Task requirements: Your answer must be the full listing, reproduced exactly.

Data supplied:
PR #430, opened 2024-05-29
DataImageWidget

apepper:
Extracted `imageFromDataItem` option from `ImageWidget` to a dedicated `DataImageWidget`. Also make use of the datalocator attribute feature.

Needs content: https://edit-beta.scrivito.com/d0a154d76edf2a7bd991fc658e700a1d~https://dataimagewidget.scrivito-portal-app.pages.dev/en/equipment?_scrivito_workspace_id=gae569e8ef77a2fc&_scrivito_display_mode=view


src/Widgets/DataImageWidget/DataImageWidgetEditingConfig.ts
```diff
@@ -0,0 +1,34 @@
...
+      values: [
+        { value: 'left', title: 'Left' },
+        { value: 'center', title: 'Center' },
+        { value: 'right', title: 'Right' },
+      ],
+    },
+    alternativeText: {
+      title: 'Alternative text',
+      description: 'Brief description of what the image is about.',
+    },
```
dcsaszar, line 21: * [ ] I think for a data image this makes no sense b/c at editing time the content of the image is unknown, so there is no decision basis. How about always using `alt=""`?

src/Widgets/DataImageWidget/DataImageWidgetClass.ts
```diff
@@ -0,0 +1,13 @@
+import { provideWidgetClass } from 'scrivito'
+
+export const DataImageWidget = provideWidgetClass('DataImageWidget', {
+  attributes: {
+    alignment: ['enum', { values: ['left', 'center', 'right'] }],
+    alternativeText: 'string',
+    data: 'datalocator',
+    roundCorners: 'boolean',
+    link: 'link',
```
dcsaszar, line 9: * [ ] FYI none of the existing widgets uses the `link` feature. We could drop it to make the widget simpler.

dcsaszar (approved):
OK so far. See comments for potential simplifications

src/Widgets/DataImageWidget/DataImageWidgetClass.ts
apepper: I would like to keep it.

src/Widgets/DataImageWidget/DataImageWidgetComponent.tsx
```diff
@@ -0,0 +1,84 @@
...
+import { alignmentClassName } from '../../utils/alignmentClassName'
+import {
+  DataImageWidget,
+  DataImageWidgetInstance,
+} from './DataImageWidgetClass'
+import { isDataBinary } from '../../utils/dataBinaryToUrl'
+import { DataBinaryImage } from '../../Components/DataBinaryImage'
+
+provideComponent(DataImageWidget, ({ widget }) => {
+  const dataScope = useData()
```
kostia, line 23: You don't need to use the data here and forward it to `ImageComponent` – the data can be used in `ImageComponent` directly.

src/Widgets/DataImageWidget/DataImageWidgetComponent.tsx
```diff
@@ -0,0 +1,84 @@
...
+  dataScope: DataScope
+  widget: DataImageWidgetInstance
+}) {
+  const className = widget.get('roundCorners') ? 'rounded' : undefined
+
+  const dataItemAttribute = dataScope.dataItemAttribute()
+  if (!dataItemAttribute) return null
+
+  const objValue = dataItemAttribute.dataItem().obj()
+  if (objValue instanceof Obj) {
```
kostia, line 64: You don't need to check the class – `#obj` returns either an instance of `Scrivito.Obj` or nothing.

src/Widgets/DataImageWidget/DataImageWidgetComponent.tsx
```diff
@@ -0,0 +1,84 @@
...
+}: {
+  dataScope: DataScope
+  widget: DataImageWidgetInstance
+}) {
+  const className = widget.get('roundCorners') ? 'rounded' : undefined
+
+  const dataItemAttribute = dataScope.dataItemAttribute()
+  if (!dataItemAttribute) return null
+
+  const objValue = dataItemAttribute.dataItem().obj()
```
kostia, line 63: You can ask the scope for its item as well:
```ts
const obj = dataScope.dataItem()?.obj();
```

src/Widgets/DataImageWidget/DataImageWidgetComponent.tsx
```diff
@@ -77,22 +75,10 @@ const ImageComponent = connect(function ImageComponent({
...
   if (typeof attributeValue !== 'string') return null
 
-  return (
-    <img
-      src={attributeValue}
-      alt={widgetAlternativeText}
-      className={className}
-    />
-  )
+  return <img src={attributeValue} className={className} />
```
dcsaszar, line 83: * [ ] Leaving out `alt` is bad for accessibility. We should set `alt=""`. See https://www.w3.org/WAI/tutorials/images/decision-tree/

dcsaszar (changes requested):
See comment.

src/Widgets/DataImageWidget/DataImageWidgetComponent.tsx
```diff
@@ -0,0 +1,84 @@
...
+  const dataItemAttribute = dataScope.dataItemAttribute()
+  if (!dataItemAttribute) return null
+
+  const objValue = dataItemAttribute.dataItem().obj()
+  if (objValue instanceof Obj) {
+    return (
+      <InPlaceEditingOff>
+        <ImageTag
+          content={objValue}
+          attribute={dataItemAttribute.attributeName()}
```
kostia, line 69: You could have asked the scope about its name as well:
```tsx
attribute={dataScope.attributeName()}
```

but unfortunately `DataScope#attributeName` returns `null` as default and not `undefined`. Which makes me realize that returning `undefined` in that case would be generally a better idea.

kostia (commented):
Nice 👍 

I've only looked at data-integration related aspects in `DataImageWidgetComponent.tsx`. Please find my feedback below.

kostia (approved):
Nice 👍

src/Widgets/DataImageWidget/DataImageWidgetComponent.tsx
```diff
@@ -80,5 +80,5 @@ const ImageComponent = connect(function ImageComponent({
 
   if (typeof attributeValue !== 'string') return null
 
-  return <img src={attributeValue} className={className} />
+  return <img src={attributeValue} className={className} alt="" />
```
dcsaszar, line 77: * [ ] FYI the component has another code path with `ImageTag`. This one should have the `alt=""`, too.

apepper: => https://github.com/Scrivito/scrivito-portal-app/pull/436

PR #438, opened 2024-06-06
DataBatchContext: Improve "hasMore"

apepper:
Avoids potentially inaccurate "dataScope.count()" function. It also potentially uses less requests.

Since scrivito internally first requests one item and then uses the continuation with another 10 items and a continuation `.take({ limit: limit + 1})` can be responded directly from the already loaded data.


dcsaszar (approved):
LGTM.

FYI The explanation for why this may be more efficient relies on a lot of internal details. To a naive reader, the old implementation looks more efficient.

Answer box:
PR #430, opened 2024-05-29
DataImageWidget

apepper:
Extracted `imageFromDataItem` option from `ImageWidget` to a dedicated `DataImageWidget`. Also make use of the datalocator attribute feature.

Needs content: https://edit-beta.scrivito.com/d0a154d76edf2a7bd991fc658e700a1d~https://dataimagewidget.scrivito-portal-app.pages.dev/en/equipment?_scrivito_workspace_id=gae569e8ef77a2fc&_scrivito_display_mode=view


src/Widgets/DataImageWidget/DataImageWidgetEditingConfig.ts
```diff
@@ -0,0 +1,34 @@
...
+      values: [
+        { value: 'left', title: 'Left' },
+        { value: 'center', title: 'Center' },
+        { value: 'right', title: 'Right' },
+      ],
+    },
+    alternativeText: {
+      title: 'Alternative text',
+      description: 'Brief description of what the image is about.',
+    },
```
dcsaszar, line 21: * [ ] I think for a data image this makes no sense b/c at editing time the content of the image is unknown, so there is no decision basis. How about always using `alt=""`?

src/Widgets/DataImageWidget/DataImageWidgetClass.ts
```diff
@@ -0,0 +1,13 @@
+import { provideWidgetClass } from 'scrivito'
+
+export const DataImageWidget = provideWidgetClass('DataImageWidget', {
+  attributes: {
+    alignment: ['enum', { values: ['left', 'center', 'right'] }],
+    alternativeText: 'string',
+    data: 'datalocator',
+    roundCorners: 'boolean',
+    link: 'link',
```
dcsaszar, line 9: * [ ] FYI none of the existing widgets uses the `link` feature. We could drop it to make the widget simpler.

dcsaszar (approved):
OK so far. See comments for potential simplifications

src/Widgets/DataImageWidget/DataImageWidgetClass.ts
apepper: I would like to keep it.

src/Widgets/DataImageWidget/DataImageWidgetComponent.tsx
```diff
@@ -0,0 +1,84 @@
...
+import { alignmentClassName } from '../../utils/alignmentClassName'
+import {
+  DataImageWidget,
+  DataImageWidgetInstance,
+} from './DataImageWidgetClass'
+import { isDataBinary } from '../../utils/dataBinaryToUrl'
+import { DataBinaryImage } from '../../Components/DataBinaryImage'
+
+provideComponent(DataImageWidget, ({ widget }) => {
+  const dataScope = useData()
```
kostia, line 23: You don't need to use the data here and forward it to `ImageComponent` – the data can be used in `ImageComponent` directly.

src/Widgets/DataImageWidget/DataImageWidgetComponent.tsx
```diff
@@ -0,0 +1,84 @@
...
+  dataScope: DataScope
+  widget: DataImageWidgetInstance
+}) {
+  const className = widget.get('roundCorners') ? 'rounded' : undefined
+
+  const dataItemAttribute = dataScope.dataItemAttribute()
+  if (!dataItemAttribute) return null
+
+  const objValue = dataItemAttribute.dataItem().obj()
+  if (objValue instanceof Obj) {
```
kostia, line 64: You don't need to check the class – `#obj` returns either an instance of `Scrivito.Obj` or nothing.

src/Widgets/DataImageWidget/DataImageWidgetComponent.tsx
```diff
@@ -0,0 +1,84 @@
...
+}: {
+  dataScope: DataScope
+  widget: DataImageWidgetInstance
+}) {
+  const className = widget.get('roundCorners') ? 'rounded' : undefined
+
+  const dataItemAttribute = dataScope.dataItemAttribute()
+  if (!dataItemAttribute) return null
+
+  const objValue = dataItemAttribute.dataItem().obj()
```
kostia, line 63: You can ask the scope for its item as well:
```ts
const obj = dataScope.dataItem()?.obj();
```

src/Widgets/DataImageWidget/DataImageWidgetComponent.tsx
```diff
@@ -77,22 +75,10 @@ const ImageComponent = connect(function ImageComponent({
...
   if (typeof attributeValue !== 'string') return null
 
-  return (
-    <img
-      src={attributeValue}
-      alt={widgetAlternativeText}
-      className={className}
-    />
-  )
+  return <img src={attributeValue} className={className} />
```
dcsaszar, line 83: * [ ] Leaving out `alt` is bad for accessibility. We should set `alt=""`. See https://www.w3.org/WAI/tutorials/images/decision-tree/

dcsaszar (changes requested):
See comment.

src/Widgets/DataImageWidget/DataImageWidgetComponent.tsx
```diff
@@ -0,0 +1,84 @@
...
+  const dataItemAttribute = dataScope.dataItemAttribute()
+  if (!dataItemAttribute) return null
+
+  const objValue = dataItemAttribute.dataItem().obj()
+  if (objValue instanceof Obj) {
+    return (
+      <InPlaceEditingOff>
+        <ImageTag
+          content={objValue}
+          attribute={dataItemAttribute.attributeName()}
```
kostia, line 69: You could have asked the scope about its name as well:
```tsx
attribute={dataScope.attributeName()}
```

but unfortunately `DataScope#attributeName` returns `null` as default and not `undefined`. Which makes me realize that returning `undefined` in that case would be generally a better idea.

kostia (commented):
Nice 👍 

I've only looked at data-integration related aspects in `DataImageWidgetComponent.tsx`. Please find my feedback below.

kostia (approved):
Nice 👍

src/Widgets/DataImageWidget/DataImageWidgetComponent.tsx
```diff
@@ -80,5 +80,5 @@ const ImageComponent = connect(function ImageComponent({
 
   if (typeof attributeValue !== 'string') return null
 
-  return <img src={attributeValue} className={className} />
+  return <img src={attributeValue} className={className} alt="" />
```
dcsaszar, line 77: * [ ] FYI the component has another code path with `ImageTag`. This one should have the `alt=""`, too.

apepper: => https://github.com/Scrivito/scrivito-portal-app/pull/436

PR #438, opened 2024-06-06
DataBatchContext: Improve "hasMore"

apepper:
Avoids potentially inaccurate "dataScope.count()" function. It also potentially uses less requests.

Since scrivito internally first requests one item and then uses the continuation with another 10 items and a continuation `.take({ limit: limit + 1})` can be responded directly from the already loaded data.


dcsaszar (approved):
LGTM.

FYI The explanation for why this may be more efficient relies on a lot of internal details. To a naive reader, the old implementation looks more efficient.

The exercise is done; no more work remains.